Это внезапно напомнило ему о смысле жизни здесь, с этим старичьем – в произвольно выбранном месте на земле, о мечте оказаться среди людей, связанных несокрушимой жизнеспособностью, знающих секрет совместной жизни. Он приехал сюда с идиотскими понятиями, ожидая увидеть воплощенную утопию – все любят друг друга, зло обращается в добро, каждый готов подставить другую щеку. Однако, как выяснилось, монахи оказались ничуть не совершеннее, чем любая другая группа людей. Постепенно, с некоторым изумлением он понял, что их собрали для хранимого в тайне, но благородного эксперимента – убедиться, действительно ли люди способны жить, связанные узами родства, духовной близостью, и не совершил ли Бог ошибку, создав род человеческий.
В последние дни он постоянно думал, что это значит – быть в монастыре, быть частью его, – возмутительные мысли. Не меньше думал он и о Джесси, что это значит – любить ее, быть частью ее. И это было возмутительно. О ком он совсем не думал, так это о ее муже.
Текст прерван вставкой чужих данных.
PR #7556, opened 2026-09-08
fix(trashBin): record a real error when a trash deletion fails without one DEV-2512

platreth:
### 📣 Summary
Deletions from the trash bin that fail now always say why, and the ones that failed silently in the past get one more automatic try.

### 📖 Description
Some projects, accounts and attachments failed to be deleted from the trash bin with a blank error. Superusers could see they had failed, but not why, and nothing retried them. Every failure now records a message, and the deletions that failed with a blank one are put back in the queue so they run again at the usual pace.

### 💭 Notes
- Root cause: `str()` of an exception raised without arguments is `''`. The main producer is `MissingXFormException`, raised bare by the deployment backend and re-raised on purpose in `_delete_submissions()`: a first deletion attempt dies after the XForm is gone but before the asset is, then every later attempt fails at that same spot with a blank message. A bare `TrashTaskInProgressError` does the same on the retry path.
- Fix: `trash_bin_task_failure()` and `trash_bin_task_retry()` fall back to `repr()` when `str()` is empty, and `MissingXFormException` gets a default message like its sibling `InvalidXFormException`.
- LRM `0032` flips `FAILED` rows with an empty or missing `failure_error` back to `IN_PROGRESS`, same shape as `0031` from DEV-2511. `task_restarter` then re-runs them at most `MAX_RESTARTED_TASKS` per run, so the queue cannot be flooded. Rows stuck on the missing-XForm case will fail again, but this time with a readable message, so we can decide what to do with them from real data.

### 👀 Preview steps
1. ℹ️ have a superuser and a project
2. In the Django shell, move the project to trash, then call `trash_bin_task_failure(ProjectTrash, args=[pt.pk], exception=MissingXFormException())`, which is what Celery does when `empty_project` dies on a missing XForm
3. 🔴 [on main] the trash object is `failed` and `metadata['failure_error']` is `''`, and nothing ever restarts it
4. 🟢 [on PR] `failure_error` reads `Deployment links to a KoboCAT XForm that no longer exists`
5. 🟢 [on PR] set a trash row to `failed` with an empty `failure_error` and run job `0032`: the row is back to `in_progress`, while a row with a real error stays `failed`

<details>
<summary>Shell snippet for steps 2 to 4 (rolls everything back)</summary>

```python
from django.contrib.auth import get_user_model
from django.db import transaction
from kobo.apps.trash_bin.models.project import ProjectTrash
from kobo.apps.trash_bin.utils.trash import move_to_trash, trash_bin_task_failure
from kpi.exceptions import MissingXFormException
from kpi.models import Asset

owner = get_user_model().objects.filter(is_superuser=True).first()
try:
    with transaction.atomic():
        asset = Asset.objects.create(owner=owner, name='DEV-2512', asset_type='survey')
        move_to_trash(owner, [{'pk': asset.pk, 'asset_uid': asset.uid, 'asset_name': asset.name}], 1, 'asset')
        pt = ProjectTrash.objects.get(asset=asset)
        trash_bin_task_failure(ProjectTrash, args=[pt.pk], exception=MissingXFormException())
        pt.refresh_from_db()
        print(pt.status, repr(pt.metadata.get('failure_error')))
        raise RuntimeError('rollback')
except RuntimeError:
    pass
```
</details>

### DIFF
--- a/kpi/exceptions.py
+++ b/kpi/exceptions.py
@@ -195,7 +195,10 @@ class MailerConnectionSessionLimitError(MailerError):
 
 
 class MissingXFormException(Exception):
-    pass
+    def __init__(
+        self, message=t('Deployment links to a KoboCAT XForm that no longer exists')
+    ):
+        super().__init__(message)
 
 
 class NotSupportedFormatException(Exception):
--- a/kpi/exceptions.py
+++ b/kpi/exceptions.py
@@ -195,8 +195,9 @@ class MailerConnectionSessionLimitError(MailerError):
 
 
 class MissingXFormException(Exception):
+    # Not translated on purpose: only stored as an ops diagnostic and grepped
     def __init__(
-        self, message=t('Deployment links to a KoboCAT XForm that no longer exists')
+        self, message='Deployment links to a KoboCAT XForm that no longer exists'
     ):
         super().__init__(message)
 
--- a/kobo/apps/long_running_migrations/jobs/0032_restart_empty_error_trash_failures.py
+++ b/kobo/apps/long_running_migrations/jobs/0032_restart_empty_error_trash_failures.py
@@ -35,9 +35,12 @@ def run():
             if not batch:
                 break
 
-            # `date_modified` is deliberately left untouched: these objects have
-            # not been updated for a while, which is what makes `task_restarter`
-            # treat them as stuck and restart them
-            model.objects.filter(pk__in=batch).update(status=TrashStatus.IN_PROGRESS)
-            released += len(batch)
+            # The predicates are reapplied so that a row restarted by a superuser
+            # in the meantime, which may have failed again with a real error by
+            # now, keeps its newer state. `date_modified` is deliberately left
+            # untouched: these objects have not been updated for a while, which
+            # is what makes `task_restarter` treat them as stuck and restart them
+            released += model.objects.filter(
+                empty_errors, pk__in=batch, status=TrashStatus.FAILED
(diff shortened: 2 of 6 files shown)


platreth:
@greptileai

kpi/exceptions.py
```diff
@@ -195,7 +195,10 @@ class MailerConnectionSessionLimitError(MailerError):
 
 
 class MissingXFormException(Exception):
-    pass
+    def __init__(
+        self, message=t('Deployment links to a KoboCAT XForm that no longer exists')
```
rajpatel24: failure_error is an ops/superuser diagnostic, not end-user UI, so I think a plain, untranslated string would be safer and easier to grep in logs. What do you think?

rajpatel24 (changes requested):

kpi/exceptions.py
platreth: Agreed, changed!

kpi/exceptions.py
```diff
@@ -195,7 +195,11 @@ class MailerConnectionSessionLimitError(MailerError):
 
 
 class MissingXFormException(Exception):
-    pass
+    # Not translated on purpose: only stored as an ops diagnostic and grepped
+    def __init__(
```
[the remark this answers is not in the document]
platreth: The reason I did that is on the thread with raj. Look at it

rajpatel24 (approved):
LGTM

PR #7559, opened 2026-09-08
ci(releases): set Linear release name explicitly DEV-2787

Akuukis:
### 💭 Notes

Let's name Linear releases by the patch version to match the release version.


noliveleger (approved):
LGTM

PR #7561, opened 2026-09-08
feat(frontend): improve error handling DEV-2795

magicznyleszek:
### 🗒️ Checklist

1. [x] run linter locally

### 📣 Summary

Error messages no longer dump raw server output: you either get the message the server actually wrote, or a plain "An error occurred".

### 💭 Notes

When something went wrong on the server, a notification could contain a whole error page or a traceback. Same for a few screens that print the error instead of toasting it. Those now fall back to a short generic message, with the full response kept in the browser console for support.

Validation errors read as sentences too. A form that failed on a field used to produce `{"name":["This field is required."]}`; it now says `name: This field is required.`

Changes here:
- `api/flattenErrorBody.ts` (new) — parsed body into one line - replaces the old "unwrap a lone `detail` key" trick in `notify()`
- `api/ServerError.ts` — a body that fails `JSON.parse` no longer lands in `detail`, only on `parsedResponse` for logging
- `api/onErrorDefaultHandler.ts` — `getApiErrorMessage` is now a single call to `flattenErrorBody`
- `api.ts` (`handleApiFail`), three things:
  - the docstring already claimed HTML was suppressed, but only the Werkzeug `.errormsg` pluck existed, so production pages fell right through. Order is now Werkzeug pluck (development only) → JSON body → generic
  - Sentry gets `${status} ${statusText}` as the title with the body in `extra`
- `utils.ts` — `getErrorMessage()` is now flattened and escaped
- Fixed screens that print the body instead of toasting it
- Tests added

### 👀 Preview steps

1. ℹ️ have an account and a project with some submissions, and browser DevTools open on the Network tab
2. trigger any error notification you can reproduce — Project → Settings → Sharing and inviting a username that doesn't exist is an easy one
3. 🟢 notice the notification still uses the server's own wording; genuine error messages are untouched
4. ℹ️ now play broken server: right-click that failed request in Network → **Override content**, replace the saved body with `<html><body><h1>Server error (500)</h1>Something broke</body></html>`, then repeat step 2
5. 🔴 [on main] the notification prints the page — headings, angle brackets and all
6. 🟢 [on PR] it reads "An error occurred", with the full body waiting in the console

### DIFF
--- a/jsapp/js/api/getDisplayableErrorText.ts
+++ b/jsapp/js/api/getDisplayableErrorText.ts
@@ -1,0 +1,41 @@
+/**
+ * Keeps response bodies that aren't messages out of the UI.
+ */
+
+/**
+ * An allowlist, because real messages contain angle brackets, like `'must be < 5'`. A tag name has to end the way one
+ * does in markup, or an address such as `<a@b.com>` would read as a link.
+ */
+const HTML_TAG_REGEX =
+  /<\/?(?:!doctype|html|head|body|title|meta|link|script|style|div|span|p|h[1-6]|a|img|br|hr|table|thead|tbody|tr|td|th|ul|ol|li|dl|dt|dd|pre|code|form|input|button|label|iframe|section|article|header|footer|main|nav|strong|em|b|i|small|font|center|blockquote|textarea)(?=[\s/>])[^>]*>/i
+
+/** Whether `text` is page output rather than a message. */
+export function containsHtmlMarkup(text: string): boolean {
+  return HTML_TAG_REGEX.test(text)
+}
+
+/**
+ * The body when it's fit to show a user, or `null` when it's error-page output and the caller should fall back to its
+ * own message. Pass the *raw* body only - structured errors go through `flattenErrorBody`.
+ */
+export function getDisplayableErrorText(body: unknown, status?: number): string | null {
+  if (typeof body !== 'string') {
+    return null
+  }
+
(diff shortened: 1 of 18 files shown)


jsapp/js/api/getDisplayableErrorText.ts
```diff
@@ -0,0 +1,41 @@
...
+/** Whether `text` is page output rather than a message. */
+export function containsHtmlMarkup(text: string): boolean {
+  return HTML_TAG_REGEX.test(text)
+}
+
+/**
+ * The body when it's fit to show a user, or `null` when it's error-page output and the caller should fall back to its
+ * own message. Pass the *raw* body only - structured errors go through `flattenErrorBody`.
+ */
+export function getDisplayableErrorText(body: unknown, status?: number): string | null {
```
jamesrkiger, line 21: Are you aware of cases where we're getting HTML on non-5xx errors? The backend shouldn't be returning HTML on non-5xx errors, so if there are known cases I'd rather treat that as a backend issue than code around it with a regex. And if there aren't, we definitely don't need to code around it.

Ideally I'd like to see the 5xx check moved up the call chain (to ServerError or getApiErrorMessage) and then just assume we're dealing with JSON for anything that passes it — which I think would let this file go away entirely.

jamesrkiger (changes requested):

jamesrkiger (approved):
LGTM

PR #803, opened 2024-09-16
Avoid 'assert false' when looking up module .cmo

Julow:
This error was reachable when also hitting this error:

    Error: Error: Inferred type of injected ident not found. You need to
           regenerate services/.services.objs/byte/game.cmo.

### DIFF
--- a/src/ppx/ppx_eliom_client.ml
+++ b/src/ppx/ppx_eliom_client.ml
@@ -88,9 +88,10 @@ module Pass = struct
   let find_fragment loc id =
     if Mli.exists ()
     then Mli.find_fragment id
-    else if Cmo.exists ()
-    then Cmo.find_fragment loc
-    else [%type: _]
+    else
+      match if Cmo.exists () then Cmo.find_fragment loc else None with
+      | Some typ -> typ
+      | None -> [%type: _]
 
   let register_client_closures client_value_datas =
     let registrations =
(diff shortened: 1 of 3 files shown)


Julow:
Also, I'm hitting this error while trying to move `.eliom` and `dune` files into a subdirectory. Any idea how I could troubleshoot this error?

vouillon:
We have rules like:
```
(rule (target wup_page.ml) (deps ../wup_page.eliom)
  (action
    (with-stdout-to %{target}
      (chdir .. (run tools/eliom_ppx_client.exe --as-pp -server-cmo %{cmo:../wup_page} --impl wup_page.eliom)))))
```
Is it possible that the dependency on `%{cmo:../wup_page}` (the  server-side `cmo` file) is missing in your case?

Julow:
Thanks for the help! The rule that generates the error is this one:
```dune
(rule (target game.ml) (deps ../services/game.eliom)
  (action
    (with-stdout-to %{target}
      (chdir .. (run ../tools/eliom_ppx_client.exe --as-pp -server-cmo %{cmo:../services/game} --impl %{deps})))))
```

That `%{cmo:...}` is substituted with a correct path. The invocation is like this, perhaps the PPX doesn't like the directory structure ?
```
$ (cd _build/default/src && ../tools/eliom_ppx_client.exe --as-pp -server-cmo services/.services.objs/byte/game.cmo --impl services/game.eliom) > _build/default/src/client/game.ml
```

vouillon:
Maybe the issue is that `eliom_ppx_client` and `eliom_ppx_server` are called with different file path?
We are hashing the whole file name to generate unique ids, but we should probably hash just the base file name.
https://github.com/ocsigen/eliom/blob/b264bf98e9e96354f19e6623ce4135367c362e13/src/ppx/ppx_eliom_utils.ml#L53

PR #809, opened 2024-12-02
Fix eliom client with jsoo 5.9.0

hhugo:
It would be nice to add a simple test in the codebase that checks that generating a js file including eliom.client works.
This test could be run by opam when releasing new packages and would allow us to spot such breakage before releasing into opam.

I did a spring cleaning in jsoo runtime functions and drop caml_new_string. I will try to reintroduce it temporarily with a deprecated warning instead.


balat (approved):

balat:
Thank you Hugo!

PR #810, opened 2024-12-18
ppx: Remove sensitivity to paths passed on the command line

Julow:
eliom_ppx_client and eliom_ppx_server could be passed different paths to the same files, as Dune execute commands from different current directories.

However, this might create collisions if two file have the same name.

This was suggested by @vouillon in https://github.com/ocsigen/eliom/pull/803


Julow:
This does fix the problem that I described in https://github.com/ocsigen/eliom/pull/803. A reproduction is found by running `dune build dist` in https://github.com/Julow/ocsigen-tictactoe/tree/move-to-src

balat:
@vouillon are you happy with this?

vouillon (approved):

PR #814, opened 2025-02-20
Add upper bound for js-of-ocaml compiler in dune project

n-osborne:
Self-explanatory. Should fix CI and #813 as opam file is generated.


vouillon:
Thanks!

PR #815, opened 2025-02-20
Remove `lwt_ppx` dependency

n-osborne:
This PR proposes to get rid of the `%lwt` syntax from `lwt_ppx` in favor of the
`Lwt_syntax`.

It is based on #814, please consider only the last commit.

This is join work with @Julow (who wrote the tool making the automatic changes)

Most of the changes has been done automatically using the prototype tool
[here](https://github.com/Julow/lwt_ppx_to_let_syntax). This is the reason why
the PR is one big commit.

This is a first step toward moving from Lwt to effect-based concurrency. The
idea is to homogenize the syntax in order to have less cases to handle (again
by an automatic tool).

This is also an independent contribution, as it removes one dependency and one
preprocessor. Which can be considered a win by itself.

### DIFF
--- a/src/lib/eliom_form.eliom
+++ b/src/lib/eliom_form.eliom
@@ -20,6 +20,7 @@
 
 open%shared Js_of_ocaml
 [%%client.start]
+open Lwt.Syntax
 
 let read_params form y =
   Eliom_parameter.reconstruct_params_form (Form.form_elements form) y
@@ -35,7 +36,7 @@ let iter_contents y ev f =
   Js.Opt.case (Dom_html.CoerceTo.form target) fls @@ fun target ->
   match read_params target y with
   | Some v ->
-      let%lwt () = f v in
+      let* () = f v in
       Lwt.return_true
   | None -> !error_handler ()
 
--- a/src/lib/eliom_shared.eliom
+++ b/src/lib/eliom_shared.eliom
@@ -19,11 +19,13 @@
  *)
 
 [%%shared
+open Lwt.Syntax
+
 (* put this in Lwt_react? Find a better name? *)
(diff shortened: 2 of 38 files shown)


src/lib/eliom_form.eliom
```diff
@@ -34,9 +35,9 @@ let iter_contents y ev f =
   Js.Opt.case ev##.target fls @@ fun target ->
   Js.Opt.case (Dom_html.CoerceTo.form target) fls @@ fun target ->
   match read_params target y with
-  | Some v ->
-      let%lwt () = f v in
-      Lwt.return_true
+  | Some v -> let* () = f v in
+
```
balat, line 39: ?

src/lib/eliom_shared.eliom
```diff
@@ -19,14 +19,17 @@
...
 (* put this in Lwt_react? Find a better name? *)
 let to_signal ~init ?eq (th : 'a React.S.t Lwt.t) : 'a React.S.t =
   let s, set = React.S.create ?eq init in
   Lwt.async (fun () ->
-    let%lwt ss = th in
-    let effectful_signal = React.S.map (fun v -> set v) ss in
-    ignore (React.S.retain s (fun () -> ignore effectful_signal));
-    Lwt.return_unit);
+      let* ss = th in
+
```
balat, line 29: There seems to be a white line after many let*. And indentation is different. Did you ocamlformat everything?

n-osborne: Sadly ocamlformat doesn't seem to remove those newlines. I've updated by hand.

balat (approved):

Реальном человеке, мужчине, который примчался сюда, чтобы быть рядом с женой в трудную минуту. Как его звали? Ему пришлось напрячь память. Хью. Да, Хью. Это имя вновь и вновь звучало у него в ушах вместе с монотонным гулом стадиона, выкриками игроков и приевшимися командами судей.
Существование Хью стало брешью в сознании Уита, которое он – в целях самозащиты – огородил стеной. Даже теперь, после двух пробежек и загруженных баз, когда, казалось бы, следовало полностью погрузиться в игру. Уит не мог перестать думать об этом человеке. Он ощущал, как Хью, подлинная его суть, все время находился внутри постепенно зреющей опухолью. Ядовитым нарывом, который начал сочиться гноем.
После третьего аута весь стадион стал дружно скандировать, и Уит тоже встал, положив записную книжку на кресло. Он вспомнил о том дне, когда признался Джесси в любви. Они были тогда на птичьем базаре, лежали на расстеленном возле шалаша одеяле.